En la última década, la Unión Europea (UE) ha emergido como un referente en la regulación de servicios en línea y tecnologías emergentes. Durante los últimos dos mandatos, la Comisión Europea ha adoptado un enfoque proactivo, estableciendo variadas regulaciones que ponen especial énfasis en las grandes corporaciones tecnológicas. Este movimiento ha captado la atención a nivel global y ha suscitado debates en torno a la Ley de Mercados Digitales (DMA) y la Ley de Servicios Digitales (DSA), cuyas repercusiones van más allá de las fronteras europeas.
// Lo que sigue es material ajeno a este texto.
PR #224, opened 2026-06-04
Add translate/rotate/scale/mirror transform operations to Shape

torusJKL:
`set_global_translation` mutates `&mut self` in place and only supports translation via a low-level Location mechanism.
 The new methods (translated, rotated, scaled, mirrored):

- Are non-mutating: &self → Self, returning a new copy (the original is untouched)
- Use BRepBuilderAPI_Transform with copy=true, which is the standard, OpenCASCADE API for shape transforms
- Work generically on any Shape, not narrowed to Wire

### DIFF
--- a/crates/opencascade/src/primitives/shape.rs
+++ b/crates/opencascade/src/primitives/shape.rs
@@ -9,7 +9,7 @@ use crate::{
 use cxx::UniquePtr;
 use glam::{dvec2, dvec3, DVec3};
 use opencascade_sys as ffi;
-use std::path::Path;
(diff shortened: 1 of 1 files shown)


bschwind (approved):
Thanks for the PR! The code makes sense, I think it just needs a `cargo +nightly fmt` run.

torusJKL:
@bschwind I pushed an update that should now pass the formatting check.

bschwind:
Thanks again!

torusJKL:
Thanks for the quick merge!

La DSA se centra en la gobernanza del contenido en línea, con el objetivo de aumentar la transparencia en la moderación y de responsabilizar a las plataformas respecto a la difusión de información ilegal. Para las denominadas «plataformas en línea muy grandes» (VLOPs), la DSA plantea un desafío considerable al exigirles que aborden los «riesgos sistémicos» que surgen no solo a partir de sus propias reglas y diseños, sino también del comportamiento de la audiencia al utilizar sus servicios. Este equilibrio entre la gestión del contenido perjudicial y la protección de derechos fundamentales, como la libertad de expresión, se convierte en un reto notable, dejando abierta la pregunta sobre el rol de los reguladores y la sociedad civil en este proceso.
Por otro lado, la DMA se dirige a aspectos macroeconómicos, estableciendo metas claras en cuanto a las obligaciones y restricciones que enfrentarán las plataformas más dominantes del mercado. Su propósito es asegurar la «competitividad» en el entorno digital, permitiendo que nuevos actores puedan desafiar el dominio de los gigantes tecnológicos y propiciando un campo justo para la actividad empresarial.
A medida que el año 2024 se acerca a su final, surgen dudas sobre la efectividad de la implementación de estas regulaciones y los beneficios reales que podrán ofrecer a los usuarios. Mientras que la DMA puede ser considerada beneficiosa para los tecnólogos, es vista como un verdadero desafío para las grandes corporaciones. Este marco regulatorio ha generado tensiones notables entre los gigantes de la tecnología estadounidense y los legisladores europeos. Un ejemplo claro es Meta, propietario de Facebook, que ha enfrentado críticas debido a su manejo de los datos personales en relación con la Ley General de Protección de Datos (GDPR). La empresa ha intentado evadir su responsabilidad argumentando que su modelo de negocio depende de la recopilación de información.
Además, la DMA ha reforzado la GDPR al enfatizar que la privacidad debe ser protegida y que las empresas requieren el consentimiento explícito de los usuarios para utilizar sus datos. Como respuesta, Meta ha planteado la creación de una suscripción adicional para aquellos que no desean estar sujetos a prácticas de vigilancia, generando incertidumbre sobre la legalidad de tales propuestas.
Empresas como Apple también han demostrado una tendencia a desafiar estas regulaciones, creando condiciones para cumplir con la DMA mientras se benefician de excepciones que les permiten evitar ciertas obligaciones. Un claro ejemplo de esto es que su sistema de mensajería iMessage fue eximido de los requisitos de interoperabilidad, lo que ha suscitado dudas sobre el genuino compromiso de la compañía hacia una competencia equitativa.
El crecimiento del poder de las plataformas digitales ha suscitado preocupaciones sobre la gestión del contenido dañino sin comprometer la libertad de expresión. La Electronic Frontier Foundation (EFF) ha abogado por principios fundamentales como la transparencia y la apertura en la regulación. Si bien la DSA ha tratado de adoptar un enfoque centrado en los procesos de las plataformas, las exigencias sobre la gestión de contenido ilegal y los riesgos asociados podrían dar pie a una censura excesiva.
El 2024 ha evidenciado la ambigüedad que rodea la DSA, destacando el riesgo de que esta se convierta en una herramienta para determinar qué discursos políticos son considerados aceptables en línea. Las preocupaciones relacionadas con la desinformación electoral han llevado a la EFF y otras organizaciones a recomendar que las futuras directrices prioricen las mejores prácticas en lugar de regular el discurso político.
En conclusión, mientras la UE continúa su avance en la regulación del ámbito digital, los retos para implementar estas normativas de manera justa y efectiva permanecen como una lucha constante.